Normally this stuff has been suggested as a good substrate for dart frogs, but it's performed very well in less wet conditions as well, so it also is proven in a wide variety of environments.

You can go ahead and purchase it directly for a reasonable price from Josh's Frogs, but I've decided I like this stuff so much (and I have some future plans using it) that I might as well get some real bulk to have available.  I went ahead and purchased the ingredients to mix my own (which IS quite a bit of work FYI), so here's how to do it yourself!

Most recipes I found online use the same ingredients, with some variation in size of particular ingredients.  Here is what I used:
- 1 part fine tree fern fiber
- 1 part peat moss (aka peat sphagnum)
- 1 part untreated, plain hardwood charcoal (Cowboy brand), crushed with a hammer to be various sizes from very fine up to 1'' chunks
- 2 parts long fiber sphagnum moss (NOT peat), milled in a blender
- 2 parts fine orchid bark

I purchased the peat and charcoal locally at a Fleet Farm or Home Depot, and everything else online.
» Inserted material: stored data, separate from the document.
PR #38, opened 2017-11-02
EZP-28091: As an editor I want a new Create content interaction including the choice of the language

webhdx:
> JIRA: https://jira.ez.no/browse/EZP-28091
> Depends on: #25 

UI

# Description
This PR adds Create button in right sidebar on Location View page. Create widget allows to select a language (not visible on the above screen capture, explanation below) and a content type. It automatically redirects to content editing screen.
* If the system has only one language added, language selector is not visible.
* Button is being disabled if user has no permissions to create any content.
* Content type list is not filtered taking permissions into consideration due to inefficient Permission Resolver functionality in kernel.

# TODO:
 - [x] Rebase after #25 gets merged


webhdx:
Please review only f7a32e9 and a8f74e4 commits. Others are coming from the #25.

Nattfarinn:
@webhdx Rebase please. (https://github.com/ezsystems/ezplatform-admin-ui/pull/25 merged)

barbaragr:
I've found some issues:

1. Click "Create" button
2. Choose one content type, for example "Article", form is opened
3. Go back with web browser's "Back" button
4. Type a word in an input (menu of "Create" btn is still opened), make sure that nothing will be found.
5. Use "Enter" key and the application will go to create Article form again.
In addition: when you type something in input and close the "Create" button menu, the word you've typed is still there. Maybe this field should be cleared. In reference to this, we can move forward with steps above:
6. Go back and delete manually content of the input.
7. Click once again on "Article" - nothing happened. You can click on another option, for instance "Folder" and it will work fine.

webhdx:
@lserwatka pls merge

PR #39, opened 2017-11-03
EZP-28018: Add initial Behat structure

mnocon:
> JIRA: https://jira.ez.no/browse/EZP-28018
Requires: https://github.com/ezsystems/ezplatform/pull/223
# Description:

This PR adds the initial Behat project skeleton and 3 tests for the Login page.

*General idea:*
I've decided to partially implement Page Object pattern (without modelling each action based on their result, there are no "I login successfully" and "I fail to login" methods).

There are two types of Contexts:
* Utility context - a wrapper for Mink methods so that finding/waiting for Elements is easier
* Business contexts - contexts that have steps with logic involving interactions with the site

All files are placed in `src/lib/Tests/Behat` directory, I hope it's ok.

# Running
Set `base_url` and `wd_host` in behat.yml.dist to your v2 installation and Selenium Server URL (you can use selenium-chrome-debug:3.4.0 Docker image, same as in v1: https://hub.docker.com/r/selenium/standalone-chrome-debug/tags/)

Run with: `vendor/bin/behat --profile=default --suite=adminui`


mnocon:
@Nattfarinn @webhdx please have a look if you are ok with where the tests are placed (and feel free to look at the code as well!)

Nattfarinn:
@mnocon I think we should split `src/lib/Tests/Behat` into two separate directories:
 - `src/features` - scenarios only,
 - `src/lib/Behat` - php context handlers.

src/lib/Tests/Behat/BusinessContext.php
```diff
@@ -0,0 +1,24 @@
...
+{
+    protected $utilityContext;
+
+    /** @BeforeScenario
+     * @param BeforeScenarioScope $scope Behat scope
+     */
+    public function getUtilityContext(BeforeScenarioScope $scope)
+    {
+        $environment = $scope->getEnvironment();
+        $this->utilityContext = $environment->getContext('EzSystems\EzPlatformAdminUi\Tests\Behat\UtilityContext');
```
Nattfarinn: I would use `UtilityContext::class` instead.

Nattfarinn:
Nitpicks: `void` return type missing in few places.

mnocon:
@Nattfarinn I've moved the files as suggested (and added missing return types) in https://github.com/ezsystems/ezplatform-admin-ui/pull/39/commits/078ca8266848cf48a15455ca77bb5a27b0061f10

bdunogier:
About the structure, did you consider having `features` at the same level than `src` ? It isn't really the bundle's source code. We could even use a different namespace for those elements so that they aren't part of the application's one.

mnocon:
Moving the features one level up sounds like a good idea, they could be stored there as well.

About moving them to a different namespace: do you mean creating a separate bundle for features?
I'm not a fan of this approach, as I'm not sure about the advantages and it complicates versioning a bit.

We will be having an internal (QA team) discussion about the test code structure, I can let you know about its outcome if you'd like.

PR #40, opened 2017-11-04
EZP-28173: Return value of EzSystems\...\LanguageCreateData::isEnabled() must be of the type boolean, null returned

adamwojs:
> JIRA: https://jira.ez.no/browse/EZP-28173

## Description

This PR provide fix for the following error: `Return value of EzSystems\EzPlatformAdminUi\Form\Data\Language\LanguageCreateData::isEnabled() must be of the type boolean, null returned` on create language form.  Besides of this, by default language should be enabled.


lserwatka:
Thank you @adamwojs  :)

PR #402, opened 2018-03-19
EZP-28856: Toolbar from Richtext disappears

sunpietro:
| Question      | Answer
| ------------- | ---
| Tickets       | https://jira.ez.no/browse/EZP-28856
| Bug fix?      | yes
| New feature?  | no
| BC breaks?    | no
| Tests pass?   | yes
| Doc needed?   | no


sunpietro:
Looks like fixing one bug uncovered another bug, that is a consequence of the previous one. This one is way more tricky to fix.

sunpietro:
@barbaragr I think this PR can be merged. The bug you found is a different bug and it should have an individual ticket in JIRA.

cc @lserwatka @dew326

First I had to mill the long fiber sphagnum.  I used a cheap second-hand blender from the local thrift shop, which is good because I correctly predicted I'd start to burn out the motor with the amount of blending I had to do.  I basically would blend a handful, and in a few seconds it would be a little more coarse than sawdust, but still surprisingly fine for just being blended.
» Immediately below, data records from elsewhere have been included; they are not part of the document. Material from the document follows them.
PR #409, opened 2018-03-20
EZP-28982: Modal Send to trash content update

inakijv:
| Question      | Answer
| ------------- | ---
| Tickets       | [EZP-28982](https://jira.ez.no/browse/EZP-28982)
| Bug fix?      | no
| New feature?  | no
| BC breaks?    | no
| Tests pass?   | no
| Doc needed?   | no

Most important aspects:
- Update content from Send to trash URL for consistency purposes;
- Update content  and color from Send to trash field type when in Content type editing view.

screen shot 2018-03-20 at 1 57 33 pm
screen shot 2018-03-20 at 2 01 52 pm

#### Checklist:
- [x] Ready for Code Review

### DIFF
--- a/src/bundle/Resources/public/scss/_card.scss
+++ b/src/bundle/Resources/public/scss/_card.scss
@@ -17,7 +17,6 @@
     &__header {
         background-color: $ez-color-base-pale;
         color: $ez-black;
-        font-weight: 700;
         border-radius: .25rem .25rem 0 0;
         padding: .75rem 1.25rem .5rem 1.25rem;
 
--- a/src/bundle/Resources/views/admin/content_type/delete_confirmation_modal.html.twig
+++ b/src/bundle/Resources/views/admin/content_type/delete_confirmation_modal.html.twig
@@ -4,7 +4,6 @@
     <div class="modal-dialog" role="document">
         <div class="modal-content">
             <div class="modal-header">
-                <h5 class="modal-title">{{ 'content_type.modal.title'|trans|desc('Please confirm') }}</h5>
                 <button type="button" class="close" data-dismiss="modal" aria-label="Close">
                     <svg class="ez-icon ez-icon--medium" aria-hidden="true">
                         <use xlink:href="{{ asset('bundles/ezplatformadminui/img/ez-icons.svg') }}#discard"></use>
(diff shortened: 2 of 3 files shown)


inakijv:
Ping @sunpietro @dew326

dew326:
It not related to your changes but is it correct that the order in one modal is `delete` `cancel` and in the other `cancel` `delete`?

src/bundle/Resources/views/admin/content_type/edit.html.twig
```diff
@@ -44,7 +44,7 @@
     <section class="container mt-4 px-5">
         <div class="card ez-card">
             <div class="ez-card__header ez-card__header--secondary d-flex justify-content-between">
-                <div class="p-2">
+                <div class="title p-2">
```
dew326: I think `.title` is not present in bootstrap so you should use our class convention. This could something like: `.ez-card__title`

inakijv:
@dew326 I did not change it the order of the buttons because I was waiting for a new PR for buttons in modals. But I agree 100% with you, it's not the order and I can change it right away.

dew326:
@inakijv I was just asking. If there is incoming PR with buttons in modals I'm fine with doing it there. Up to you.

inakijv:
Updated based on review (including order of buttons)

screen shot 2018-03-22 at 9 49 18 am

src/bundle/Resources/public/scss/_card.scss
```diff
@@ -17,11 +17,10 @@
     &__header {
         background-color: $ez-color-base-pale;
         color: $ez-black;
-        font-weight: 700;
         border-radius: .25rem .25rem 0 0;
         padding: .75rem 1.25rem .5rem 1.25rem;
 
-        &--secondary {
```
dew326: This will have an impact on content type create, content type edit, role assignment create. Do we want it in all places?
What I mean is class `ez-card__header--secondary` is used in few places. Do we want to not style it anymore?

dew326: And I don't understand why we need this class `ez-card__title` and we cannot use `ez-card__header--secondary`? This should work the same as the previous solution, in content type edit.

inakijv: Updating it. I see what you mean. I am ok keeping it.

src/bundle/Resources/views/admin/content_type/edit.html.twig
```diff
@@ -44,7 +44,7 @@
     <section class="container mt-4 px-5">
         <div class="card ez-card">
             <div class="ez-card__header ez-card__header--secondary d-flex justify-content-between">
-                <div class="p-2">
+                <div class="ez-card__title p-2">
```
dew326: Still, why do we need this extra class? It has the same styling as `ez-card__header--secondary` (color and font-weight), this styling will be inherited from the parent.

inakijv: Update it based on review 👍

Next I laid down a sacrificial bath towel for smashing charcoal.  You can use any heavy object, hammers work well, large-headed heavy slegehammers work better and go faster.  I started with a mallet and that worked fine, but then my gf found a big heavy closed-ended metal pipe I could stand and pound with.  That went really fast.  The idea is to break the large chunks down to various sizes, with the largest being smaller than 1''.



(before and after, from right to left)


Pics of the other ingredients:

Peat



Tree fern fiber


Orchid bark


I took all the ingredients in their respective proportions by volume, added them to a round garbage can, and mixed.. both with my hands and by putting on the lid and shaking/rolling/turning.

Here's the end result!






I'm going to store it dry, but will put it in a bucket w/water and stir to moisten the soil before adding it to a cage (squeezing out excess water).  It helps me make sure that any soil I add has been pre-moistened without being too waterlogged.
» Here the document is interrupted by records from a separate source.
PR #423, opened 2018-03-23
EZP-27966: Modified Language should only display one language

webhdx:
| Question      | Answer
| ------------- | ---
| Tickets       | https://jira.ez.no/browse/EZP-27966
| Bug fix?      | yes
| New feature?  | no
| BC breaks?    | no
| Tests pass?   | yes
| Doc needed?   | no

#### Checklist:
- [ ] Ready for Code Review


ViniTou:
Aside from code, how is that to this:
https://jira.ez.no/browse/EZP-28671

webhdx:
We are supposed to only display one language as the column's label reads "Modified language". This is the known issue and I'm sure @SylvainGuittard https://jira.ez.no/browse/EZP-27966 already wanted to fix that.

src/lib/UI/Value/ValueFactory.php
```diff
@@ -105,6 +105,9 @@ public function createVersionInfo(VersionInfo $versionInfo): UIValue\Content\Ver
         return new UIValue\Content\VersionInfo($versionInfo, [
             'author' => $author,
             'translations' => $translationsDataset->getTranslations(),
+            'modifiedLanguage' => $versionInfo->initialLanguageCode
```
ViniTou: I think we decided to use `admin_ui_config.languages.map` as in previous PRs?

src/bundle/Resources/views/content/tab/versions/table.html.twig
```diff
@@ -32,9 +32,7 @@
                 {{ version.versionNo }}
             </td>
             <td>
-                {% for translation in version.translations %}
-                    {{ translation.name }}<br>
-                {% endfor %}
+                {{ version.modifiedLanguage.name }}
```
mikadamczyk: We can simply do `admin_ui_config.languages.map[version.initialLanguageCode]`

SylvainGuittard:
> This is the known issue and I'm sure @SylvainGuittard https://jira.ez.no/browse/EZP-27966 already wanted to fix that.
Thanks @webhdx for finding the related ticket :) 

> We are supposed to only display one language as the column's label reads "Modified language".
@ViniTou @webhdx Exactly, `Modified language` should only display one language. This is really important for the editors to quickly see which draft they want edit.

Hope you liked the write-up!  Keep an eye out for our next installment where I think we'll go over drainage layers below the main substrate.

----------


## mainbutter

A note on milling long fiber sphagnum and pounding lump hardwood charcoal into smaller pieces:

WEAR A DUST MASK!

I didn't, and called it quits for the day after our first batch because we didn't have any available here (left them at the gf's apartment).  I thought of it as soon as we started, but decided to go ahead and do one batch for fun without any dust masks.  Breathing in the moss dust might be fairly harmless, and there wasn't much of that particular dust, but I've been blowing black snot out of my nose for the past hour from the charcoal.  I don't want the lungs of a coal miner.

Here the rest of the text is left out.